== Your task ==
Whatever appears in the records should be given again exactly, down to the last mark.

== Dataset extract ==
──────────────────────────────

PR #511, opened 2026-06-24
ROU-12864: Add new parameter to SetCellData client action

os-davidlourenco:
This PR is to add a new parameter to SetCellData Client Action to consider the value as a key

### What was happening
* The SetCellData Client Action was considering that the value could be the key or the value.
* This made the internal Wijmo logic look for a key with the value passed as a parameter.
* In some cases, the key could be used as a value and trigger a search for other options

### What was done
* A new parameter was added to the API function
* The internal call is now done to a different function with the same behaviour that allow to pass a parameter to directly consider the value passed as an `option key`

### Test Steps
1. Open the sample application
2. Click on the "Set 3" button
3. Validate that the text "Option3" is presented

### Checklist
* [ ] tested locally
* [ ] documented the code

### DIFF
--- a/src/OutSystems/GridAPI/Cell.ts
+++ b/src/OutSystems/GridAPI/Cell.ts
@@ -106,7 +106,8 @@ namespace OutSystems.GridAPI.Cells {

──────────────────────────────

== Result ==
PR #511, opened 2026-06-24
ROU-12864: Add new parameter to SetCellData client action

os-davidlourenco:
This PR is to add a new parameter to SetCellData Client Action to consider the value as a key

### What was happening
* The SetCellData Client Action was considering that the value could be the key or the value.
* This made the internal Wijmo logic look for a key with the value passed as a parameter.
* In some cases, the key could be used as a value and trigger a search for other options

### What was done
* A new parameter was added to the API function
* The internal call is now done to a different function with the same behaviour that allow to pass a parameter to directly consider the value passed as an `option key`

### Test Steps
1. Open the sample application
2. Click on the "Set 3" button
3. Validate that the text "Option3" is presented

### Checklist
* [ ] tested locally
* [ ] documented the code

### DIFF
--- a/src/OutSystems/GridAPI/Cell.ts
+++ b/src/OutSystems/GridAPI/Cell.ts
@@ -106,7 +106,8 @@ namespace OutSystems.GridAPI.Cells {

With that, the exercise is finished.